(Stored data entries)
PR #985, opened 2022-02-16
Bug 5186: noteDestinationsEnd check failed: transportWait

rousskov:
When the "no more destinations to try" notification comes after the last
forwarding/tunneling attempt has failed, the !destinationsFound block
does not run (because destinations were found), the usingDestination()
block does not run (because we are done with that last/failed
destination), but transportWait is false (for the same reason).

Also applied Bug 5090 (master/v6 commit 15bde30) FwdState protections to
tunnel.cc code. Tunnels may continue writing to the client while the
to-server connection is closing or closed, so TunnelStateData can be
potentially exposed to bug 5090 "no server connection but still
transporting" concerns. TunnelStateData never _retries_ successfully
established tunnels and, hence, can (and now does) stop receiving spare
destinations after committedToServer becomes true, but future tunnels
may start reforwarding in many cases, and most of the code does not need
to know about this (temporary?) simplification.

Also re-unified and polished related FwdState and TunnelStateData code,
including fixing lying source code comments and debug messages.

### DIFF
--- a/src/tunnel.cc
+++ b/src/tunnel.cc
@@ -98,6 +98,9 @@ public:
         return (server.conn != NULL && server.conn->getPeer() ? server.conn->getPeer()->host : request->url.host());
     };
 
+    /// start owning the given to-server connection; do not look for any other
+    void commitToServer(const Comm::ConnectionPointer &);
+
     /// Whether the client sent a CONNECT request to us.
     bool clientExpectsConnectResponse() const {
         // If we are forcing a tunnel after receiving a client CONNECT, then we
@@ -186,6 +189,10 @@ public:
     /// whether another destination may be still attempted if the TCP connection
     /// was unexpectedly closed
     bool retriable;
+
+    /// whether we will not consider using any other server
+    bool committedToServer;
+
     // TODO: remove after fixing deferred reads in TunnelStateData::copyRead()
     CodeContext::Pointer codeContext; ///< our creator context
 
@@ -263,9 +270,8 @@ private:
 
     /// \returns whether the request should be retried (nil) or the description why it should not
     const char *checkRetry();
-    /// whether the successfully selected path destination or the established
-    /// server connection is still in use
-    bool usingDestination() const;
+
+    bool transporting() const;
 
     /// details of the "last tunneling attempt" failure (if it failed)
     ErrorState *savedError = nullptr;
@@ -362,6 +368,7 @@ TunnelStateData::TunnelStateData(ClientHttpRequest *clientRequest) :
     destinations(new ResolvedPeers()),
     destinationsFound(false),
     retriable(true),
+    committedToServer(false),
     codeContext(CodeContext::Current())
 {
     debugs(26, 3, "TunnelStateData constructed this=" << this);
@@ -1005,8 +1012,7 @@ void
 TunnelStateData::notePeerReadyToShovel(const Comm::ConnectionPointer &conn)
 {
     assert(!client.dirty);
-    retriable = false;
-    server.initConnection(conn, tunnelServerClosed, "tunnelServerClosed", this);
+    commitToServer(conn);
 
     if (!clientExpectsConnectResponse())
         tunnelStartShoveling(this); // ssl-bumped connection, be quiet
@@ -1019,6 +1025,15 @@ TunnelStateData::notePeerReadyToShovel(const Comm::ConnectionPointer &conn)
         client.write(mb->content(), mb->contentSize(), call, mb->freeFunc());
         delete mb;
     }
+}
+
+void
+TunnelStateData::commitToServer(const Comm::ConnectionPointer &conn)
+{
+    committedToServer = true;
+    retriable = false; // may already be false
+    PeerSelectionInitiator::subscribed = false; // may already be false
+    server.initConnection(conn, tunnelServerClosed, "tunnelServerClosed", this);
 }
 
 static void
@@ -1248,17 +1263,16 @@ TunnelStateData::noteDestination(Comm::ConnectionPointer path)
 
     destinations->addPath(path);
 
-    if (usingDestination()) {
-        // We are already using a previously opened connection but also
-        // receiving destinations in case we need to re-forward.
-        Must(!transportWait);
-        return;
-    }
-
     if (transportWait) {
+        assert(!transporting());
         notifyConnOpener();
         return; // and continue to wait for tunnelConnectDone() callback
     }
+
+    // the current commitToServer()-based code cannot receive new destinations
+    // while transporting(), but future enhancements may enable this code path
+    if (transporting())
+        return; // and continue to receive destinations for backup
 
     startConnecting();
 }
@@ -1287,12 +1301,12 @@ TunnelStateData::noteDestinationsEnd(ErrorState *selectionError)
     Must(!selectionError); // finding at least one path means selection succeeded
 
     if (transportWait) {
-        assert(!usingDestination());
+        assert(!transporting());
         notifyConnOpener();
         return; // and continue to wait for the noteConnection() callback
     }
 
-    if (usingDestination()) {
+    if (transporting()) {
         // We are already using a previously opened connection (but were also
         // receiving more destinations in case we need to re-forward).
         debugs(17, 7, "keep transporting");
@@ -1305,12 +1319,13 @@ TunnelStateData::noteDestinationsEnd(ErrorState *selectionError)
     sendError(savedError, "all found paths have failed");
 }
 
+/// Whether a tunneling attempt to some selected destination X is in progress
+/// (after successfully opening/reusing a transport connection to X).
+/// \sa transportWait
 bool
-TunnelStateData::usingDestination() const
+TunnelStateData::transporting() const
 {
-    // server.conn->close() does not end usingDestination(); we may receive new
-    // paths while server.conn is closing (XXX: and client is still writing)
-    return encryptionWait || peerWait || server.conn;
+    return encryptionWait || peerWait || committedToServer;
 }
 
 /// remembers an error to be used if there will be no more connection attempts
@@ -1369,7 +1384,7 @@ TunnelStateData::startConnecting()
         request->hier.startPeerClock();
 
     assert(!destinations->empty());
-    assert(!usingDestination());
+    assert(!transporting());
     AsyncCall::Pointer callback = asyncCall(17, 5, "TunnelStateData::noteConnection", HappyConnOpener::CbDialer<TunnelStateData>(&TunnelStateData::noteConnection, this));
     const auto cs = new HappyConnOpener(destinations, callback, request, startTime, 0, al);
     cs->setHost(request->url.host());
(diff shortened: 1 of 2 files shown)


rousskov:
**Disclaimer**: This PR has not been adequately tested yet so I am marking it as a Draft. I do not have an automated test for this bug and relying on several active users on Bugzilla to help with testing this fix while it is being reviewed.

src/tunnel.cc
```diff
@@ -1285,21 +1300,32 @@ TunnelStateData::noteDestinationsEnd(ErrorState *selectionError)
...
+        // We are already using a previously opened connection (but were also
+        // receiving more destinations in case we need to re-forward).
+        debugs(17, 7, "keep transporting");
         return;
     }
 
-    Must(transportWait); // or we would be stuck with nothing to do or wait for
-    notifyConnOpener();
+    // destinationsFound, but none of them worked, and we were waiting for more
+    assert(savedError);
```
eduard-bagdasaryan, line 1317: We could probably rely on the similar assertion in sendError() below.

eduard-bagdasaryan (commented):
Please see my comments.

src/tunnel.cc
```diff
@@ -1021,6 +1027,15 @@ TunnelStateData::notePeerReadyToShovel(const Comm::ConnectionPointer &conn)
     }
 }
 
+void
+TunnelStateData::commitToServer(const Comm::ConnectionPointer &conn)
+{
+    committedToServer = true;
+    retriable = false; // may already be false
```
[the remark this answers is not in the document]
rousskov: Yes, but that can be viewed as a temporary coincidence, so I would rather not merge the two fields with rather different meanings, especially because it will make merging with FwdState more difficult. In the future, tunnels may retry more Squid-server errors, making `retriable` scope larger (crossing into the true `committedToServer` area) and also adding code that makes true committedToServer false again. Just like FwdState already does!

src/tunnel.cc
rousskov: You are right. I am a bit worried that addressing the `XXX` below will make sendError() calls _conditional_ while this assertion (about the job state as it pertains to _this_ method) remains valid even when we cannot sendError(). I will remove this assert() if somebody insists on the removal.

src/tunnel.cc
```diff
@@ -186,6 +189,10 @@ class TunnelStateData: public PeerSelectionInitiator
     /// whether another destination may be still attempted if the TCP connection
     /// was unexpectedly closed
     bool retriable;
+
+    /// whether we will not consider using any other server
```
yadij, line 193: Please avoid negative phrasing of a positive-style name.
```suggestion
    /// whether the choice of server is absolute. Indeterminate data/state has likely been shared between it and client.
```

src/tunnel.cc
```diff
@@ -263,9 +270,8 @@ class TunnelStateData: public PeerSelectionInitiator
 
     /// \returns whether the request should be retried (nil) or the description why it should not
     const char *checkRetry();
-    /// whether the successfully selected path destination or the established
-    /// server connection is still in use
-    bool usingDestination() const;
+
+    bool transporting() const;
```
yadij, line 274: Unexplained method with an odd name.

If this is done to bring the code better in sync with FwdState API it needs a reference to those docs:
```suggestion
    /// \see FwdState::transporting()
    bool transporting() const;
```

NP: long-term maybe we should start some sections of ``` /* Foo API (mimic) */``` for AsyncJob/FwdState where these things can go without need to document.

src/tunnel.cc
```diff
@@ -1248,18 +1263,17 @@ TunnelStateData::noteDestination(Comm::ConnectionPointer path)
...
-    }
-
     if (transportWait) {
+        assert(!transporting());
         notifyConnOpener();
         return; // and continue to wait for tunnelConnectDone() callback
     }
 
+    // the current commitToServer()-based code cannot receive new destinations
+    // while transporting(), but future enhancements may enable this code path
```
yadij, line 1273: IMO, it is reasonable even today for the first server to be used while alternative server details keep coming in. No need to pick out this implementation detail for comment unless you want to make it a TODO.
```suggestion
    // performance optimization; avoid connecting to alternative servers once transport begins.
```
or
```suggestion
    // the current commitToServer()-based code cannot receive new destinations
    // while transporting(). TODO open and pool alternative server connections for other clients or future use.
```

src/tunnel.cc
```diff
@@ -1275,8 +1289,9 @@ TunnelStateData::noteDestinationsEnd(ErrorState *selectionError)
         if (selectionError)
             return sendError(selectionError, "path selection has failed");
 
+        // TODO: Merge with FwdState and remove this likely unnecessary check.
         if (savedError)
-            return sendError(savedError, "all found paths have failed");
+            return sendError(savedError, "path selection found no paths (with an impossible early error)");
```
yadij, line 1294: What does "impossible early error" mean here ?

If it is truly impossible for savedError to be non-nul this should be an assert instead of an if-statement

src/tunnel.cc
```diff
@@ -1285,21 +1300,32 @@ TunnelStateData::noteDestinationsEnd(ErrorState *selectionError)
...
-        // We are already using a previously opened connection but also
-        // receiving destinations in case we need to re-forward.
-        Must(!transportWait);
+    if (transportWait) {
+        assert(!transporting());
+        notifyConnOpener();
+        return; // and continue to wait for the noteConnection() callback
+    }
+
+    if (transporting()) {
```
yadij, line 1309: The assert here makes me wonder if we should reverse the order of these if-statements. I do not insist on any change here.

src/tunnel.cc
yadij: I agree with @eduard-bagdasaryan on this one.  One of the possible implementations of that XXX may may be to avoid allocating savedError objects entirely when they cannot be delivered. Whatever that ends up being this assert can be added by that change if-necessary.

yadij (approved):
The logic looks sound to me, though I have not looked at whether it fixed the referenced bug.

Since I only have documentation polish requests I'm marking this as approved. It should not need another review from me unless there is logic change after testing.

src/tunnel.cc
rousskov: I hate negative definitions of booleans, but I could not come up with a better one.

I could not use your suggestion "as is" (for various technical reasons that I can discuss if you insist), but it helped to find a better way to describe this boolean data member (commit 410e396). Thank you! The current code reads: `whether the decision to use a particular destination was final`.

src/tunnel.cc
```diff
@@ -98,6 +98,9 @@ class TunnelStateData: public PeerSelectionInitiator
         return (server.conn != NULL && server.conn->getPeer() ? server.conn->getPeer()->host : request->url.host());
     };
 
+    /// start owning the given to-server connection; do not look for any other
```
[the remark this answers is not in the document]
rousskov: > We have differences of definition for "ownership" Ownership which make this description unclear about scope/timing.

Yeah. Soon we will be running out of standard, technical words we can use without arguments!

> I would prefer this were phrased in clearer terms. Something like this maybe:

```diff
- start owning the given to-server connection; do not look for any other
+ Finalize the given to-server connection for use. Retry or use of others is now prohibited.
```

The "finalize for use" part is too vague to be useful IMO. I have replaced "start owning" with "store" in hope to avoid the banned "ownership" word, but it makes the description less useful. Ownership is a valid technical term that is very useful in many contexts. We should not ban it, especially in places where it has very simple/reasonable/basic definition like "the object owner determines that object lifetime", even though the abuse of shared pointers makes such ownership claims less precise (they effectively talk about co-ownership rather than exclusive ownership).

Here is the current version:

```C++
/// store the given to-server connection; prohibit retries and do not look
/// for any other destinations
void commitToServer(const Comm::ConnectionPointer &);
```

rousskov (commented):
Thank you for reviewing this PR and not insisting on any changes. I have tried to address your concerns and applied a few corrections inspired by your change requests.

I am not clearing this Draft PR for merging yet because I still hope that somebody will confirm that the code works in their environment (or expose PR flaws).

src/tunnel.cc
yadij: Sigh. You are right of course.

src/tunnel.cc
yadij: >     * impossible: I believe that such early errors do not exist today, but I am not sure and consider figuring the correct answer to that existence question difficult out-of-scope (and possibly even unnecessary due to other XXXs) work.
> 

Given that, I suggest "very early" to avoid others like me confusing this with a certainty.

> 
> > If it is truly impossible for savedError to be non-nul this should be an assert instead of an if-statement
> 
> Agreed. If we had Assure(), I might have had the courage to put it in here in this PR, but we still do not have Assure(), and convincing myself that an assert() is safe here is difficult out-of-scope (and possibly unnecessary) work.

That would be why Must() currently gets used in places like this.

src/tunnel.cc
yadij: Ah. IMO exclusivity is better represented by if-else structure. This sequential style can look nice, but does imply some order relations to the statements - which is prone to devs "improving" the sequence for performance goals.

Anyway, closing the thread.

src/tunnel.cc
yadij: looks good. thank you.

src/tunnel.cc
rousskov:
```
"path selection found no paths (with an impossible early error)"
```

> > * early: Here, roughly speaking, it is an error that occurred before TunnelStateData received either the first destination or a destination search failure notification.
> > * impossible: I believe that such early errors do not exist today, but I am not sure and consider figuring the correct answer to that existence question difficult out-of-scope (and possibly even unnecessary due to other XXXs) work.
 
> Given that, I suggest "very early" to avoid others like me confusing this with a certainty.

I do not understand how replacing "early" with "very early" reduces _certainty_ for others like you. For me, it would only introduce a third class of errors -- the "very early" ones -- something I would rather not do. Would you prefer "a likely impossible early error" phrasing instead? Adding "likely" would indeed decrease certainty (for any reader) IMO.
 
> > > If it is truly impossible for savedError to be non-nul this should be an assert instead of an if-statement
 
> > Agreed. If we had Assure(), I might have had the courage to put it in here in this PR, but we still do not have Assure(), and convincing myself that an assert() is safe here is difficult out-of-scope (and possibly unnecessary) work.
 
> That would be why Must() currently gets used in places like this. 

Exactly.

> Would you dare join the rabble in using it?

Not in this PR. As I said, investigating whether those errors are indeed impossible requires serious out of scope (and likely wasteful) work. On the other hand, if this PR starts killing these transactions (because those early errors happen to be possible after all), that would be an out of scope change (and a bug).

src/tunnel.cc
rousskov: > Ah. IMO exclusivity is better represented by if-else structure.

The `if-else` structure is indeed the best for representing an exclusive `c` and `not c` relationship (when handling of each condition requires very little code). Unfortunately, this code has nothing to do with that kind of relationship.

Here, instead of two mutually exclusive conditions, we have three: `c1`, `c2`, and `neither c1 nor c2`. C++ does not have syntax for expressing such mutual exclusivity well. And no, `if-else-if-else` does not express such mutual exclusivity (at all).

> This sequential style can look nice, but does imply some order relations to the statements - which is prone to devs "improving" the sequence for performance goals.

I do not think your assumption is correct. The clauses in _both_ if-else-if-else and if-return-if-return styles may imply some order relation _and_ may be reordered for performance (or other) reasons.

C++ just does not give us a good way to express mutual exclusivity of three conditions. The current code is the best we can do with the tools we have AFAICT.

rousskov:
> I am not clearing this Draft PR for merging yet because I still hope that somebody will confirm that the code works in their environment (or expose PR flaws).

I have lost that hope: We have not received any explicit confirmations that this code works. We cannot force folks to test this, and these or similar changes are necessary to move forward. I am removing the Draft status and plan to clear this PR for merge into master on Monday or so. Merging this PR will expose this code to more potential testers and let us build on top of it.

rousskov:
> I have lost that hope: We have not received any explicit confirmations that this code works. We cannot force folks to test this, and these or similar changes are necessary to move forward. I am removing the Draft status and plan to clear this PR for merge into master on Monday or so. Merging this PR will expose this code to more potential testers and let us build on top of it.

Cleared for merge.

PR #1293, opened 2023-03-01
Maintenance: remove some unit test headers

kinkie:
When a unit test class is not reused across translation units, merge the
class declaration with its implementation and remove the header file. In
many cases, these classes are not meant/designed to be reusable that
way, and we should not imply otherwise by publishing a header file.

Excuse src/tests/testAuth.h until we make that test work again.


src/Makefile.am
```diff
@@ -808,8 +808,7 @@ tests_testMem_LDFLAGS = $(LIBADD_DL)
```
rousskov, line 808: > PR description: Most unit test classes are trivial, it's not necessary to have a header file and an implementation file for them, becasuse the definition is never reused

The opening assertion -- "most test classes are trivial" -- is correct but irrelevant. It is the last assertion -- "never reused" -- that actually supports your (correct) decision to remove/merge those headers. Also, those test classes are not meant or not designed to be reused across translation units: Some effort is required to make some of them reusable and we should not false-advertise otherwise.

I have adjusted the PR description to remove the irrelevant assertion and add another argument in support of this PR. I also fixed spelling. Please check and adjust further as needed, of course.

src/Makefile.am
```diff
@@ -808,8 +808,7 @@ tests_testMem_LDFLAGS = $(LIBADD_DL)
 
 check_PROGRAMS += tests/testCharacterSet
 tests_testCharacterSet_SOURCES = \
```
rousskov, line 810: I would very much like to see this PR removing _all_ headers that match the (finalized) removal logic. Are you still working on removing more files? If you are, thank you, and I will be out of your hair until you are done. If you are done, then I would like to understand why most of the remaining headers were not removed. If you need assistance with removing move files, please let me know.

FWIW, here are the currently remaining headers that I know about. Using the same removal logic, many of these should be removed. I have not checked whether any of these are reused.

```
compat/testPreCompiler.h
lib/tests/testRFC1738.h
src/tests/testACLMaxUserIP.h
src/tests/testAuth.h
src/tests/testBoilerplate.h
src/tests/testIpAddress.h
src/tests/testLookupTable.h
src/tests/testMem.h
src/tests/testRock.h
src/tests/testSBuf.h
src/tests/testSBufList.h
src/tests/testStatHist.h
src/tests/testStore.h
src/tests/testStoreController.h
src/tests/testStoreHashIndex.h
src/tests/testString.h
src/tests/testTokenizer.h
src/tests/testURL.h
src/tests/testUfs.h
src/tests/testUriScheme.h
src/tests/testYesNoNone.h
```

src/Makefile.am
```diff
@@ -926,8 +923,7 @@ tests_testURL_LDFLAGS = $(LIBADD_DL)
 
 check_PROGRAMS += tests/testDns
 tests_testDns_SOURCES = \
-	tests/testRFC1035.cc \
-	tests/testRFC1035.h
+	tests/testRFC1035.cc
```
rousskov, line 926: Should we fix capitalization of the affected files in _this_ PR? For example, testRFC1035.cc should (at some point), become TestRfc1035.cc (to match the primary TestRfc1035 class in that file). Should that happen in this PR? I am just asking a question, not implying a "yes" answer :-).

src/Makefile.am
```diff
@@ -808,8 +808,7 @@ tests_testMem_LDFLAGS = $(LIBADD_DL)
 
 check_PROGRAMS += tests/testCharacterSet
```
rousskov, line 809: It feels like the no-header should be the default for unit test classes. Thus, I suggest adjusting `src/tests/testBoilerplate.*` accordingly. I do not insist on that adjustment (until there are at least some test classes that legitimately use header files), but adding a comment to the boilerplate class about the need for a header file would be nice.

rousskov (commented):
I very much support removal of unnecessary header files. Thank you.

src/Makefile.am
kinkie: > I would very much like to see this PR removing _all_ headers that match the (finalized) removal logic

That's my plan that's why the PR is in draft.
I'm currently prioritising fixing the portability and build issues I uncovered first, as these block other development. Once that is done, I'll carry this forward

src/Makefile.am
kinkie: > Should we fix capitalization of the affected files in _this_ PR?

That feels like scope creep, I prefer to focus on one thing at a time, so no. A followup PR can take care of that.

src/Makefile.am
kinkie: I agree.

src/Makefile.am
rousskov: Great plan, thank you! No rush.

BTW, when posting a Draft PR, consider adding a GitHub comment to explain why the PR was marked as a draft -- disclosing your reasons would reduce the number of questions others may have to ask and you may have to answer...

kinkie:
Okay, I've now swept over all trivial headers and removed them.
While doing this, I discovered that testAuth is not being built because it is missing the machinery in src/Makefile.am and as a result has rotten. I'm keeping fixing that out of scope for this PR, there is an initial branch to address that at https://github.com/kinkie/squid/tree/unrot-testauth and it will become its own PR.

src/Makefile.am
kinkie: Adding a comment to testBoilerplate.h

rousskov (changes requested):
Thank you very much for these updates! I added a sentence to the PR description to document one exceptional case.

There are some inconsistent and unnecessary whitespace changes in/around some CPPUNIT_TEST_SUITE_REGISTRATION() calls and moved class declaration lines, but I will not ask you to undo them (beyond what is done by our existing formatting scripts) because I assume that you cannot easily script those improvements.

src/Makefile.am
kinkie: done

rousskov:
Thank you for addressing all of my earlier concerns except one:

```
  NOTICE: File src/tests/testEnumIterator.cc changed: by astyle
  NOTICE: File src/tests/testEvent.cc changed: by scripts/maintenance/sort-includes.pl
  NOTICE: File src/tests/testHttpReply.cc changed: by astyle
  NOTICE: File src/tests/testNetDb.cc changed: by astyle
```

If you have a chance, please apply in-scope automated formatting changes. If you do not have time for this, I will find the time to do it.

kinkie:
> Thank you for addressing all of my earlier concerns except one:

> If you have a chance, please apply in-scope automated formatting changes. If you do not have time for this, I will find the time to do it.

No worries, it takes just a minute. done

rousskov (approved):

PR #1299, opened 2023-03-04
Extend RegexPattern API to handle SBuf 

yadij:


kinkie (approved):

src/acl/RegexData.cc
```diff
@@ -42,11 +42,13 @@ ACLRegexData::lineOptions()
...
 
 bool
-ACLRegexData::match(char const *word)
+ACLRegexData::match(char const *aWord)
 {
-    if (!word)
+    if (!aWord)
         return 0;
 
+    const SBuf word(aWord);
```
rousskov, line 50: It is not possible to simply extend regcomp()-based RegexPattern (and related classes) to support SBuf without secret and expensive to-SBuf conversions like this one. Please refactor to avoid these conversions after #1232 is merged.

rousskov (changes requested):

src/acl/RegexData.cc
yadij: The problem you noticed has nothing to do with the internals of `RegexPattern` and will not be solved by anything in PR #1232.

It is the natural side-effect of config parser and ACL implementations still using `char *` instead of `SBuf`.

rousskov: > The problem you noticed has nothing to do with the internals of `RegexPattern` and will not be solved by anything in PR #1232.

I disagree on both counts.

PR #1300, opened 2023-03-04
Fix several broken or missing copyright statements

yadij:


kinkie (approved):

test-suite/squidconf/bug4832.conf
```diff
@@ -1,2 +1,9 @@
+## Copyright (C) 1996-2023 The Squid Software Foundation and contributors
```
rousskov, line 1: I believe we should remove copyright blobs from all test configuration files that have them (instead of adding them to those that do not): These copyright statements are incompatible with some test configurations, negatively interfere with others, and are unnecessary in these test files (most, if not all, do not contain copyrightable material).

rousskov, line 1: Since this PR is fixing broken test-sutie/squidconf/*.conf copyright blobs, please fix the blob in test-suite/squidconf/mgr_passwd.conf (which has an inconsistent comment style).

yadij: done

■ **Activity**
There is a run of lines above from the one with "Cleared for merge." to the one with "many cases, these"; print exactly that run, both ends included, and nothing else.

■ **Your solution**
Cleared for merge.

PR #1293, opened 2023-03-01
Maintenance: remove some unit test headers

kinkie:
When a unit test class is not reused across translation units, merge the
class declaration with its implementation and remove the header file. In
many cases, these classes are not meant/designed to be reusable that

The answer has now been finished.